【第25話】小さな一歩、大きな差
「……これ、去年の私の字」
そう言って、真理子は練習ノートの一冊を開いた。
新人戦も終わり、自由課題に取り組む合間の日。
ふと引き出しの奥から見つけた、入部当初の練習記録。
「……なんか、懐かしい」
広げられた半紙には、たどたどしい線の「心」「和」「志」などが並んでいた。
丁寧だけれど、どこか硬くて、ぎこちない。
「これが、“初心”かぁ」
真理子は苦笑しながら、隣に現在の練習作を置いた。
同じ字。「志」。
線の方向、リズム、墨の濃淡――どれも自然になっている。
誰かに褒められたわけじゃない。賞をとったわけでもない。
でも、違いは歴然だった。
(ちゃんと……変わってる。

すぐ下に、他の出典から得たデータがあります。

PR #466, opened 2016-12-21
[MRG] Refactor test_memory.py as per pytest design.

karandesai-96:
#### Third Phase (Extended) PR on #411 ( Replacement of #460 , Succeeding #465 )

This PR deals with refactor of tests in **test_memory.py** to adopt the pytest flavor.

* Create two new fixtures `memory` and `no_memoize_memory` as they are used by almost all of the tests.
* Remove memory clearing calls at certain places, because earlier temporary directory was created / destroyed manually. Now pytest's tmpdir already ensures isolation with other tests.
 * Parametrize tests wherever it seems straightforward.

### DIFF
--- a/joblib/test/test_memory.py
+++ b/joblib/test/test_memory.py
@@ -545,6 +545,14 @@ def test_memory_in_memory_function_code_change(memory):
 def test_clear_memory_with_none_cachedir(no_memoize_memory):
     no_memoize_memory.clear()
 
+
+def func_with_kwonly_args(a, b, kw1='kw1', kw2='kw2'):
+    pass
+
+
+def func_with_signature(a, b):
+    pass
+
 if PY3_OR_LATER:
     exec("""
 def func_with_kwonly_args(a, b, *, kw1='kw1', kw2='kw2'):
--- a/joblib/test/test_memory.py
+++ b/joblib/test/test_memory.py
@@ -516,6 +516,7 @@ def test_memory_file_modification(capsys, tmpdir, monkeypatch):
 
     # Now reload
     sys.stdout.write('Reloading\n')
+    sys.modules.pop('tmp_joblib_')
     import tmp_joblib_ as tmp
     f = memory.cache(tmp.f)
 
--- a/joblib/test/test_memory.py
+++ b/joblib/test/test_memory.py
@@ -562,13 +562,6 @@ def test_clear_memory_with_none_cachedir():
     memory.clear()
 
 
-def func_with_kwonly_args(a, b, kw1='kw1', kw2='kw2'):
-    pass
-
-
-def func_with_signature(a, b):
-    pass
-
 if PY3_OR_LATER:
     exec("""
 def func_with_kwonly_args(a, b, *, kw1='kw1', kw2='kw2'):
--- a/joblib/test/test_memory.py
+++ b/joblib/test/test_memory.py
@@ -20,8 +20,20 @@ from joblib.memory import _get_cache_items, _get_cache_items_to_delete
 from joblib.memory import _load_output, _get_func_fullname
 from joblib.memory import JobLibCollisionWarning
 from joblib.test.common import with_numpy, np
-from joblib.testing import raises, warns
+from joblib.testing import fixture, raises, warns
 from joblib._compat import PY3_OR_LATER
+
+
+###############################################################################
+# Module-level functions and fixture, for tests
+@fixture(scope='function')
+def memory(tmpdir):
+    return Memory(cachedir=tmpdir.strpath, mmap_mode=None, verbose=0)
+
+
+@fixture(scope='function')
+def no_memoize_memory():
+    return Memory(cachedir=None, verbose=0)
 
 
 ###############################################################################
@@ -34,15 +46,11 @@ def f(x, y=1):
 
 ###############################################################################
 # Helper function for the tests
-def check_identity_lazy(func, accumulator, cachedir):
+def check_identity_lazy(func, accumulator, memory):
     """ Given a function and an accumulator (a list that grows every
         time the function is called), check that the function can be
         decorated by memory to be a lazy identity.
     """
-    # Call each function with several arguments, and check that it is
-    # evaluated only once per argument.
-    memory = Memory(cachedir=cachedir, verbose=0)
-    memory.clear(warn=False)
     func = memory.cache(func)
     for i in range(3):
         for _ in range(2):
@@ -52,7 +60,7 @@ def check_identity_lazy(func, accumulator, cachedir):
 
 ###############################################################################
 # Tests
-def test_memory_integration(tmpdir):
+def test_memory_integration(tmpdir, memory):
     """ Simple test of memory lazy evaluation.
     """
     accumulator = list()
@@ -64,7 +72,7 @@ def test_memory_integration(tmpdir):
         accumulator.append(1)
         return l
 
-    check_identity_lazy(f, accumulator, tmpdir.strpath)
+    check_identity_lazy(f, accumulator, memory)
 
     # Now test clearing
     for compress in (False, True):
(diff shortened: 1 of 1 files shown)


karandesai-96:
Strange, `undefined name 'func_with_kwonly_args` - this PEP8 was never raised earlier, I doubt why now ? This has happened in some other module as well.

joblib/test/test_memory.py
```diff
@@ -20,12 +20,22 @@
...
+from joblib.testing import fixture, parametrize, raises, warns
 from joblib._compat import PY3_OR_LATER
 
 
 ###############################################################################
-# Module-level variables for the tests
+# Module-level functions and fixture, for tests
+@fixture(scope='function')
+def memory(tmpdir):
+    return Memory(cachedir=tmpdir.strpath, mmap_mode=None, verbose=0)
```
lesteve: Not convinced by the `memory` and `no_memoize_memory` fixture, they only replace a one-line statement and add a layer of indirection. I feel it is better in this case to be explicit and go for simplicity.

joblib/test/test_memory.py
```diff
@@ -410,33 +387,38 @@ def test_persistence(tmpdir):
...
-    memory = Memory(cachedir=None, verbose=0)
-    pickle.loads(pickle.dumps(memory))
+    pickle.loads(pickle.dumps(no_memoize_memory))
     g = memory.cache(f)
     gp = pickle.loads(pickle.dumps(g))
     gp(1)
 
 
-def test_call_and_shelve(tmpdir):
+@fixture(scope='function', params=range(4))
```
lesteve: I find it a bit disappointing that there is no better way than this. The thing is that you could actually mess up very easily by adding elements in `func` and `Result` and thinking that your test pass although it is just that you forgot to update `params`.

joblib/test/test_memory.py
```diff
@@ -604,24 +590,18 @@ def test_memory_func_with_kwonly_args(tmpdir):
...
 
 
-def _setup_temporary_cache_folder(tmpdir, num_inputs=10):
-    # Use separate cache dir to avoid side-effects from other tests
-    # that do not use _setup_temporary_cache_folder
-    mem = Memory(cachedir=tmpdir.mkdir('separate_cache').strpath,
-                 verbose=0)
-
-    @mem.cache()
+def _setup_temporary_cache_folder(memory, num_inputs=10):
```
lesteve: Rename this to `_setup_toy_cache` or something better

joblib/test/test_memory.py
karandesai-96: @lesteve Reverting back.

joblib/test/test_memory.py
karandesai-96: True that, there's one method through indirect parametrization, but I guess we'll have to wait for a while. Pytest recently introduced a feature related to supporting fixtures that "yield" - but they're yielding only once right now. Multiple yields from a yield, and direct parametrization through multiple yields should arrive in near future.

joblib/test/test_memory.py
karandesai-96: Sure.

karandesai-96:
I had one more question - I saw a few smoke tests in `test_memorized_repr`, earlier they used to print directly to stdout and nosetests had a higher verbosity flag (in setup.cfg), so they were simply visible in CI logs. Can we introduce some string comparisons through `capsys` there ?

joblib/test/test_memory.py
karandesai-96: I'll be opening an issue in pytest later today about this.

karandesai-96: @lesteve: Well another obvious solution, till we dont get a better feature in pytest is to manually make a tempdir and remove it at such places. I am quite fond of `tmpdir` fixture because we don't need to care about isolation, creation and deletion and leakages at any point. Although if it is suitable, we can directly use the `@parametrize` decorator  by not using `tmpdir` _for this test only. (I can add a _TODO_ comment there at the best. Or is the current design fine ?)

joblib/test/test_memory.py
```diff
@@ -417,38 +405,49 @@ def test_persistence(tmpdir):
...
-            result2 = pickle.load(fp)
-        assert result2.get() == result.get()
-        os.remove(filename)
+    result.clear()
+    with raises(KeyError):
+        result.get()
+    result.clear()  # Do nothing if there is no cache.
+
+
+@fixture(scope='function', params=range(2))
```
lesteve: Same comment here about using a for loop.

joblib/test/test_memory.py
lesteve: When I said `parametrize` I meant rather a fixture with a `params` parameter, but you get the point ...

lesteve:
The coverage drop is a bit weird here too ...

lesteve:
Why is it WIP by the way?

karandesai-96:
@lesteve I was experimenting a little bit of monkeypatching at places. I am usually not in favour of tampaering with `sys` variables when pytest's `monkeypatch` fixture is at disposal.

joblib/test/test_memory.py
karandesai-96: Okay I'll keep for loops until there's something interesting other than indirect parametrization from pytest's side.

joblib/test/test_memory.py
karandesai-96: Sure :+1:

lesteve:
Oops sorry I didn't realize I broke the tests with my last commit. This should be fixed now.

lesteve:
@karandesai-96 I think we should try not to be too perfectionist about remaining pytest-related PRs and merge them reasonably soon. Yes there may be pytest functionality that we could use to write the tests in a marginally nicer way, but that is not crucial enough to spend too much time on it.

In your last commit, you need to keep the `sys.modules.pop('tmp_joblib_')` in order to reload the module. If you want to be perfectionist you can actually use `import imp` and `tmp = imp.reload(tmp)` or something like this.

karandesai-96:
> I think we should try not to be too perfectionist about remaining pytest-related PRs and merge them reasonably soon. 

@lesteve This perfectly makes sense. 

> In your last commit, you need to keep the sys.modules.pop('tmp_joblib_') in order to reload the module.

I'll probably restore this. It looks more straightforward to me.

joblib/test/test_memory.py
```diff
@@ -569,8 +558,16 @@ def test_memory_in_memory_function_code_change(tmpdir):
 
 
 def test_clear_memory_with_none_cachedir():
-    mem = Memory(cachedir=None)
-    mem.clear()
+    memory = Memory(cachedir=None)
+    memory.clear()
+
+
+def func_with_kwonly_args(a, b, kw1='kw1', kw2='kw2'):
```
lesteve: I am guessing you added these functions only to get rid of some flake8 warnings. This is a bit misleading so I removed them. Basically the test is for python 3 only and defining a function whose name does not match its behaviour can just add confusion.

karandesai-96: Yes I added them because that flake8 job repeatedly gave a red at some point of time. I am puzzled why it doesn't, now. Anyways this is good :+1:

karandesai-96: It gave a red on flake8 job again.

lesteve:
OK the Travis failure is the expected flake8 failure. I am going to merge this one, thanks a lot @karandesai-96.

joblib/test/test_memory.py
lesteve: For completeness, the flake8 is done on the diff that the PR introduces. The main reason is historical: there are some flake violations in some files and we don't want to fix them all because it will introduce conflicts in ongoing PRs. On the other hand we don't want that PRs introduce additional flake8 violations.

Because the flake8 is done on the diff, if you don't change a line that already has a flake8 violation, Travis will be green. In this case we were changing a line that had a flake8 violation so it is in the diff and Travis is red.

karandesai-96: Okay, I understand now. Thanks for the clear explanation :+1:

私の字)
そこに、あすかがやってきた。
「なに見てんの?」
「……一年前の自分の字」
「おお、黒歴史?」
「半分ね。でも、半分は、宝物」
そう言って、真理子はページを指でなぞった。
「ほら、ここの“とめ”。去年は筆が止まらずに流れてた。でも、今は……ちゃんと止めて、重さが乗ってる。あすか、気づく?」
「んー……あ、ホントだ。重さが違う。線が“立ってる”って感じ!」
「たったそれだけ。でも、それが私にとっては……すごく、うれしい」
そこへ、志津香もやってきた。
「どうしたの?」
「真理子、過去の自分に勝ってる最中」
「いいわね、それ。一番健全な戦い」
志津香はふっと笑って、真理子の作品を見つめた。
「ねえ、“小さな一歩”って、大事よ。誰かに言われなくても、自分で分かるようになる。それが、本当の成長だと思う」
真理子は、静かに頷いた。
(誰かと比べるんじゃなくて、昨日の自分に、少しだけ勝つ)
(それを続けていけば、きっと私は……)
「“小さな一歩”が、“大きな差”になるのって、たぶん、あとから気づくものなんだよね」
あすかが言った。
「うん。でも気づけてよかった。……だから、書き続けてきてよかった」
真理子は、もう一度筆を取った。
今、書きたいのは――「積」。
積み上げる線を、積み重ねる時間を。
この一年が証明してくれる。
小さな一歩が、小さな差を生み、
やがてそれは、確かな“真理子の字”になる。